- _Your instructions_
Return every line from the records below in which the word "release" is found.

- _Entries shown_
####################

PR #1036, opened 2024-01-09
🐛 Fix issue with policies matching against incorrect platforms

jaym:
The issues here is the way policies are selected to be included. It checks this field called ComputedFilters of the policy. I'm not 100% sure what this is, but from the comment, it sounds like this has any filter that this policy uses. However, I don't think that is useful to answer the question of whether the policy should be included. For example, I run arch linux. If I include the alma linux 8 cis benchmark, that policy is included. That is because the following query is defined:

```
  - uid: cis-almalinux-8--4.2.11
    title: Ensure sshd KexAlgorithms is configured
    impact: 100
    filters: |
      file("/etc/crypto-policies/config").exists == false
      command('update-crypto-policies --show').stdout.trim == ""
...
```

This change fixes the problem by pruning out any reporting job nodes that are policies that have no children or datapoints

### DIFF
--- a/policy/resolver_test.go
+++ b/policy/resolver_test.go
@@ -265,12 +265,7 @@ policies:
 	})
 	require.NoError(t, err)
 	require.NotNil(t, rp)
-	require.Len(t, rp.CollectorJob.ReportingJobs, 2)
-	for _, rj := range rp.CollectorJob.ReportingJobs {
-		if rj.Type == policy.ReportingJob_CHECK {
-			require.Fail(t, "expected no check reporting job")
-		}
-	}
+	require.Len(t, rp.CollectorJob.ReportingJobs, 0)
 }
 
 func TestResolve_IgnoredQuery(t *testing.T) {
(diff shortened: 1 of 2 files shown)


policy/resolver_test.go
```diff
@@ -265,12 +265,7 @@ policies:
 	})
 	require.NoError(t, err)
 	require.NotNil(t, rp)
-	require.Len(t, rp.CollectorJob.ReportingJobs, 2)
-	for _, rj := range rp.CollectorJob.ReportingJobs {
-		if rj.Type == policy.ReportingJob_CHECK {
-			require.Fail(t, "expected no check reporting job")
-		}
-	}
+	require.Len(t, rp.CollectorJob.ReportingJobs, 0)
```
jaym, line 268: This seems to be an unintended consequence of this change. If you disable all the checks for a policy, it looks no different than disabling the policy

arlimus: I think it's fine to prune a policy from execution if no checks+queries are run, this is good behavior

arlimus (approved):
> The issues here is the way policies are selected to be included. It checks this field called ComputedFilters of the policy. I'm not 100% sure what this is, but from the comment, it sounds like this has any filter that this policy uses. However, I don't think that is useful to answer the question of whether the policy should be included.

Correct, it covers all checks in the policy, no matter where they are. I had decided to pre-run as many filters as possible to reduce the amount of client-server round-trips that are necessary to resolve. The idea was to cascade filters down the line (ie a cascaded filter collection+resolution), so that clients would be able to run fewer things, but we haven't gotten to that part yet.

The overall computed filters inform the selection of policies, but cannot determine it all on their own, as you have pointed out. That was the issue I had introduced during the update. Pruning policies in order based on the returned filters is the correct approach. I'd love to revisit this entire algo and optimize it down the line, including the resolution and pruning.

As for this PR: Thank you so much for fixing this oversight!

####################

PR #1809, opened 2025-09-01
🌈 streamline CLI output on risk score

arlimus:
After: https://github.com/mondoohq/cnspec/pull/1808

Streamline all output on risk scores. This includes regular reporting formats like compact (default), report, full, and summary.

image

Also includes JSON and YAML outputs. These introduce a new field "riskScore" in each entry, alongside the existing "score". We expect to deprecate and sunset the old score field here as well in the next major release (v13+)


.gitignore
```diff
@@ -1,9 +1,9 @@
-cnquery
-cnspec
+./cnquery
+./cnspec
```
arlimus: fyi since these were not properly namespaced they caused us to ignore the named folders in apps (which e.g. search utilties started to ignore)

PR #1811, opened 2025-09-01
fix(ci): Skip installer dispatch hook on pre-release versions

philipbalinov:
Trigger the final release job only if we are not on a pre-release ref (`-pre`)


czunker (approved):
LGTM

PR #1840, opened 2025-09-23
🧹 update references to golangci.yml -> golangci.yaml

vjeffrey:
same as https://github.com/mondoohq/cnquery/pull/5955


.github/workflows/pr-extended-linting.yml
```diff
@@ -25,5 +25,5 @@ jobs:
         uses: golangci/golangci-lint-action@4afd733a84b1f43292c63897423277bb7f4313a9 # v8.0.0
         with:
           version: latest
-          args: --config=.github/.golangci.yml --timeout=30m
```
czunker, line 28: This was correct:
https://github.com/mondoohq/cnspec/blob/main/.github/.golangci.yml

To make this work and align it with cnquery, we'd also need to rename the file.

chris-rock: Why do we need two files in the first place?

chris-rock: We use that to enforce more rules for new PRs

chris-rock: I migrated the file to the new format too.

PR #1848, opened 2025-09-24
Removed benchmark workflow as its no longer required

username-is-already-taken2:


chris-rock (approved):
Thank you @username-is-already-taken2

####################

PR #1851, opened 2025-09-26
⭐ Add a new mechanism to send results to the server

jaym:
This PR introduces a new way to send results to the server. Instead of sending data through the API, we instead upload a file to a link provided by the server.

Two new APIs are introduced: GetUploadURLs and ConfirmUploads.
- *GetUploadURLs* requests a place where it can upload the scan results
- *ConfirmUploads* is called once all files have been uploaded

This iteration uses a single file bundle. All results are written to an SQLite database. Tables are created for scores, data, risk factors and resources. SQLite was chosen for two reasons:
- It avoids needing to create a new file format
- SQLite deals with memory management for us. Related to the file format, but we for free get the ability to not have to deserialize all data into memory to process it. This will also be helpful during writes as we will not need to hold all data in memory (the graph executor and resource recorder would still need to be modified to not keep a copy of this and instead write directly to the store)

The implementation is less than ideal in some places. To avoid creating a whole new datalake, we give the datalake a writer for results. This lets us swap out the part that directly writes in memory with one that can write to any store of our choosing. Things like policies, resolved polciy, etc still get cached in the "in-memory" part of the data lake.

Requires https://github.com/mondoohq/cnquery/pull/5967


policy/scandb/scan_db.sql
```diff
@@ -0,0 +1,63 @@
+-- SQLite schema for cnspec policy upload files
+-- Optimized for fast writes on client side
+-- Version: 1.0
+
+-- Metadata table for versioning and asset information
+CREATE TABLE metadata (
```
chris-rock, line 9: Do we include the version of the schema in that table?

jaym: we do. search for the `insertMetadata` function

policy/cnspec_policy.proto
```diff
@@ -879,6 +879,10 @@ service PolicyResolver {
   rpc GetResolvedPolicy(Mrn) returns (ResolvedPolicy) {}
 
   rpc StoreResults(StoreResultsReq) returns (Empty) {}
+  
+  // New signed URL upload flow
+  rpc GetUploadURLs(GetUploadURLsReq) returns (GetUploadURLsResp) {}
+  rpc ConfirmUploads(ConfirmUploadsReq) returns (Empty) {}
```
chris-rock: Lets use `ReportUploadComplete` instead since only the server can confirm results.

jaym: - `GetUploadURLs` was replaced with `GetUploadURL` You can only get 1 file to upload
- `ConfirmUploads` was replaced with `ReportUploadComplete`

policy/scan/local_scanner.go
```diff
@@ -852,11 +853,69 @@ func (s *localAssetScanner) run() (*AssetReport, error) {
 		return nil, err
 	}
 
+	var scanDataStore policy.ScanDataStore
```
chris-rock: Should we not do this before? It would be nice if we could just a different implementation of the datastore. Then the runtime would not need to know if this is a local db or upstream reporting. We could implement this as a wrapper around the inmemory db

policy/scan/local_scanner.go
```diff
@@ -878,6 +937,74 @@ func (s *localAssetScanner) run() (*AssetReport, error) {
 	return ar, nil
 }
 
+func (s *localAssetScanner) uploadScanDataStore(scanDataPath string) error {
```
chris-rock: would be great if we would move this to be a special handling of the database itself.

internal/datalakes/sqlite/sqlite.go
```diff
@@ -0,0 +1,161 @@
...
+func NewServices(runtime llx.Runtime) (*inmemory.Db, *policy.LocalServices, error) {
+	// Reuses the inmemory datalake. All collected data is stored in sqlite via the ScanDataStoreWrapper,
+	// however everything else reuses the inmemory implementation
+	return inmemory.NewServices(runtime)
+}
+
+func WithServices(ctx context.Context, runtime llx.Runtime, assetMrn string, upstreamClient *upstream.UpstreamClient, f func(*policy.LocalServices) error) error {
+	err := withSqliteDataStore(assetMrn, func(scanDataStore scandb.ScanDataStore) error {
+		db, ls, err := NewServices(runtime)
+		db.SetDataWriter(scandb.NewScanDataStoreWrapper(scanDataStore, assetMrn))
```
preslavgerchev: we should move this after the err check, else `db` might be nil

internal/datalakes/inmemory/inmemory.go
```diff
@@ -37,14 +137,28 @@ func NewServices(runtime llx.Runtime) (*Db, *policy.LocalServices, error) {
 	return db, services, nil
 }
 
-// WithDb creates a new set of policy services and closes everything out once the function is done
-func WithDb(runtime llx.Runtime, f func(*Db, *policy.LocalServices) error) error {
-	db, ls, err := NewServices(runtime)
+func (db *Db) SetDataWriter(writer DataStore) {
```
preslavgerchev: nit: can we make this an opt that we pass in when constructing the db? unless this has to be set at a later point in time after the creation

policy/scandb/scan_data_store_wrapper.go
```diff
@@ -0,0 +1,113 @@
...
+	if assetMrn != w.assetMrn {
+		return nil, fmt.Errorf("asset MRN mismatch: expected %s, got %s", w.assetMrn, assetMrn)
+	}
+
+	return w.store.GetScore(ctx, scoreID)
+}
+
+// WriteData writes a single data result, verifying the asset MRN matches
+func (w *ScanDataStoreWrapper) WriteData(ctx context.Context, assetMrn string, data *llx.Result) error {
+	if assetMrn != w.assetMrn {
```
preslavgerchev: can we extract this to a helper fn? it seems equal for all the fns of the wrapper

####################

- _Exercise result_
Also includes JSON and YAML outputs. These introduce a new field "riskScore" in each entry, alongside the existing "score". We expect to deprecate and sunset the old score field here as well in the next major release (v13+)
fix(ci): Skip installer dispatch hook on pre-release versions
Trigger the final release job only if we are not on a pre-release ref (`-pre`)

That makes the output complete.